═══ Dataset records
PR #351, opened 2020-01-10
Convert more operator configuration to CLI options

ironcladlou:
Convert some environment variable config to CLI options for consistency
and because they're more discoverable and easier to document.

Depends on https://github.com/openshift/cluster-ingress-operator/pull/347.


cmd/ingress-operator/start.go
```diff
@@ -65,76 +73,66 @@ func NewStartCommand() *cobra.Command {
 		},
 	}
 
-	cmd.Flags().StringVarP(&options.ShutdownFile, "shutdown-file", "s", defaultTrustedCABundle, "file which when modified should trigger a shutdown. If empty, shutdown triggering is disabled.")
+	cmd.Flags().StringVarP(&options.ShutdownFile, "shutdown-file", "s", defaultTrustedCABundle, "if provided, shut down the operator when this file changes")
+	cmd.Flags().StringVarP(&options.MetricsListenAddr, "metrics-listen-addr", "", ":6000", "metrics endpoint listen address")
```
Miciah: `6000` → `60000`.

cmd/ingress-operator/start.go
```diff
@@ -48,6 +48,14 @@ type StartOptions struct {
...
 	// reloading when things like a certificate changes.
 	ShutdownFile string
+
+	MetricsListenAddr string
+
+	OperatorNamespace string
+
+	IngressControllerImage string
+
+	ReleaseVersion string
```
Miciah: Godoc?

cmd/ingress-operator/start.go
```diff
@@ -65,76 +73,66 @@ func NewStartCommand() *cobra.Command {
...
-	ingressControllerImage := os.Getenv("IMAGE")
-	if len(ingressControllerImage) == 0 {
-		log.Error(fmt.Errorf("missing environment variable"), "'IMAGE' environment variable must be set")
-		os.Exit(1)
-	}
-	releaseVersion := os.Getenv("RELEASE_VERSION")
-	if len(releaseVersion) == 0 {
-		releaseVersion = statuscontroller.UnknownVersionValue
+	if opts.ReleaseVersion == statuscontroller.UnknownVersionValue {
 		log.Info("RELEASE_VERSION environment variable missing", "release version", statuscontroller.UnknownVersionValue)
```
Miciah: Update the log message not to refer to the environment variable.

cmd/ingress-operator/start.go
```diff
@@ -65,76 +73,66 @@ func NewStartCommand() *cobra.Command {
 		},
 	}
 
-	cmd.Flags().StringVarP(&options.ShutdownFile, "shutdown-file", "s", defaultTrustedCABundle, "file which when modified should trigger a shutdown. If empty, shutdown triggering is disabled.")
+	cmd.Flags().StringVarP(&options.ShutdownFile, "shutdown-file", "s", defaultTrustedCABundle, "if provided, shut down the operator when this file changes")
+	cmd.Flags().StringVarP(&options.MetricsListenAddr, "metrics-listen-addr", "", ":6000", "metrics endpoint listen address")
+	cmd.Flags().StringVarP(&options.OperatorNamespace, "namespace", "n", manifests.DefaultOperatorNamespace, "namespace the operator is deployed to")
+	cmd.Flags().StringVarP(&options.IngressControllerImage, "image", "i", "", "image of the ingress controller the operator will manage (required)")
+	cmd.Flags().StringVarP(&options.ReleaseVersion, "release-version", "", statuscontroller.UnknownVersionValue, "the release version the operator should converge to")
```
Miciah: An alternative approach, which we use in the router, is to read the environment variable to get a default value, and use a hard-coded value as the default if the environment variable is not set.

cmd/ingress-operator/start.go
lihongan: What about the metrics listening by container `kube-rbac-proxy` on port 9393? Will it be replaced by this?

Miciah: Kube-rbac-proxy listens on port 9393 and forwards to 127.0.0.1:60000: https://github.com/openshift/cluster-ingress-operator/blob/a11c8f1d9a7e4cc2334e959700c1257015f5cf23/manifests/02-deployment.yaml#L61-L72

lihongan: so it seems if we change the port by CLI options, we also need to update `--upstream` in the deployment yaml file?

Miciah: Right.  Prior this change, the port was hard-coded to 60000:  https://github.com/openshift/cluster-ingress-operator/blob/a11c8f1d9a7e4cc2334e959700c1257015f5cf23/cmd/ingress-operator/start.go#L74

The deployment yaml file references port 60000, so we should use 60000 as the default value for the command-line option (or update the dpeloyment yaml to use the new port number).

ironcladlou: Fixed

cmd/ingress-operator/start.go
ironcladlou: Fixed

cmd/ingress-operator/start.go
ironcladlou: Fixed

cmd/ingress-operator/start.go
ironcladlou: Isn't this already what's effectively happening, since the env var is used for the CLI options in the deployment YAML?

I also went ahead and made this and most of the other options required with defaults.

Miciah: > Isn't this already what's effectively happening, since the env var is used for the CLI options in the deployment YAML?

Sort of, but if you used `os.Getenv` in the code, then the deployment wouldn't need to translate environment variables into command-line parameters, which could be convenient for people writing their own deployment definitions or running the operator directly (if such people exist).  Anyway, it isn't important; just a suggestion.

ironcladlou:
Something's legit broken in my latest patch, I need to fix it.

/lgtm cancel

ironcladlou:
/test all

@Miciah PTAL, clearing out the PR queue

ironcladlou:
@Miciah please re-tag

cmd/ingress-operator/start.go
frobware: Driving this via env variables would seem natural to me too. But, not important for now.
══════
═══ Dataset records
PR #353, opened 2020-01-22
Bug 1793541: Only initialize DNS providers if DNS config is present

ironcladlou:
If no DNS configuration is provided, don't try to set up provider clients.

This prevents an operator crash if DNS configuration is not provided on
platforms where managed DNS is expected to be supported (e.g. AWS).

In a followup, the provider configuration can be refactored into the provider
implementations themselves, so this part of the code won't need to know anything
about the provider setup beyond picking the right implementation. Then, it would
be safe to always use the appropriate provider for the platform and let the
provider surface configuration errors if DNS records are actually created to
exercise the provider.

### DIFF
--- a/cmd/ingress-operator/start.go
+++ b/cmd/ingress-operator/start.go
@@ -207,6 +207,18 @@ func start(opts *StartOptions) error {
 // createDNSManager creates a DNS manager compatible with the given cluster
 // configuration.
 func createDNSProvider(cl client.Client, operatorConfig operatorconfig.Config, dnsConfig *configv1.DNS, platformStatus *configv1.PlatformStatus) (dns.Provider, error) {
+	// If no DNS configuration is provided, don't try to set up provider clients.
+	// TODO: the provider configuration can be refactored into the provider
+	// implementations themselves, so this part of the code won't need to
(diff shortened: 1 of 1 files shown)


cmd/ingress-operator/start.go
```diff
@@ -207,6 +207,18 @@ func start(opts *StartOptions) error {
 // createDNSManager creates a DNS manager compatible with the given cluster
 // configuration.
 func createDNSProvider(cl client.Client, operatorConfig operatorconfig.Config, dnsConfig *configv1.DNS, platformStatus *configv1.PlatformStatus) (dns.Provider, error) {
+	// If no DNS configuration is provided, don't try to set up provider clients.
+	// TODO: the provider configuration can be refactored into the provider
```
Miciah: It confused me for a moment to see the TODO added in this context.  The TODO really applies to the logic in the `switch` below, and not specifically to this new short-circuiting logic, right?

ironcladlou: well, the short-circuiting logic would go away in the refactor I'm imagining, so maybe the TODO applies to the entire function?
══════
What you have to do: Make a copy of each line in the records that has the word "effectively".

Result for this exercise:
ironcladlou: Isn't this already what's effectively happening, since the env var is used for the CLI options in the deployment YAML?
Miciah: > Isn't this already what's effectively happening, since the env var is used for the CLI options in the deployment YAML?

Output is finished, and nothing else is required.